[PW] Planet question
Fuller, Thomas (US - Washington D.C.)
tfuller at DELOITTE.com
Wed Jul 5 09:56:32 PDT 2006
OK, I have to post this even though only tangentially related to the
original query. The "cookie" analogy to the planet question has in fact
been addressed and decided in Federal court. I know, because I was the
young law clerk who drafted the opinion, and it was the only case in
which my judge (Wilson Cowen) allowed one of my many proposed jokes to
make it into the final version.
There was a Federal wheat subsidy program that expired on a certain
date, and allowed credit for all "food products processed from wheat" in
inventory on that date. The Department of Agriculture ruled that
"cookies, crackers, and snacks" were not "processed from wheat", because
they were processed from flour, itself a food product. Nabisco
challenged this ruling. They lost.
One of their arguments was the the cookies could be "turned back into"

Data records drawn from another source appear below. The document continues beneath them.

PR #4075, opened 2024-10-16
fix(backend): Replace deprecated http2 directive

lusu007:
Fixes #4060 

This PR replaces the `listen ... http2` directive with the new and not deprecated directive `http2 on`. This prevents warnings in the log output.

PR #4106, opened 2024-10-23
http2 directive migration

dreik:
reducing noise in logs

N.B. to reduce the noise for existing hosts you'll have to edit every single host with http2 enabled and simply press save.

### DIFF
--- a/backend/templates/_listen.conf
+++ b/backend/templates/_listen.conf
@@ -5,11 +5,16 @@
   #listen [::]:80;
 {% endif %}
 {% if certificate -%}
-  listen 443 ssl{% if http2_support == 1 or http2_support == true %} http2{% endif %};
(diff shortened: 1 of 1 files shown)


jc21:
See #4075 this is already attempted, though is still WIP which is why I haven't looked at it too deeply

dreik:
@jc21 sorry i've missed the PR you've mentioned as I've simply tried to fix the issues for myself. Meanwhile I've just checked all the comments left by @vladwing and proud to say that my PR already covered everything mentioned there.

vladwing:
@jc21 you decide which one to accept, but this looks ready to me

jc21:
Looks good to me

DaanSelen:
So this warning is fixed in the upcoming version?

PR #4107, opened 2024-10-24
Update _access.conf

chrismaffey:
the pass_auth and satisfy_any properties and now boolean true/false, they do not == 1 so the switching in this template breaks


jc21:
Good catch

chrismaffey:
Cool.  That is the first time I have contributed code to an open source project!  I hope it is useful.

PR #4109, opened 2024-10-24
Update Dockerfile to use ghcr.io/letsencrypt/pebble

mcpherrinm:
The dockerhub letsencrypt/pebble image is deprecated and we will remove it in the future. This switches to the ghcr.io hosted version.


jc21:
The github image doesn't have a `arm/7` build, so this fails in our multibuild setup.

wheat. Here's what the court had to say -- agreeing with the argument,
but eventually supporting the Government's line- drawing:
<The parties have devoted a considerable amount of argument to comparing
the Department's treatment of Nabisco's cookies, crackers, and snacks
with its treatment of self-rising flour, breakfast cereals, dry cake
mixes, and dry cookie mixes. These foods, all of which consist of wheat
flour mixed with various other ingredients, were classified as "food
products processed from wheat" by the Department and certificate refunds
were granted without question. The Government has attempted to justify
this treatment on various grounds, none of which is wholly convincing.
The Government first attempted to show that the flour in these products
was chemically recoverable, while the flour in cookies, crackers, and
snacks was not; even if this were true (and the plaintiff argues that it
is not), it is clear from the record that no chemists or other
scientists took part in the decision to allow or disallow refunds on
these products. In any case, the chemical recovery of the flour is of
doubtful relevance to the Congressional intent to aid bakers by lowering
flour prices. The Government also argues that the flour in the dry mixes
was granular, but the flour in cookies, crackers, and snacks was not.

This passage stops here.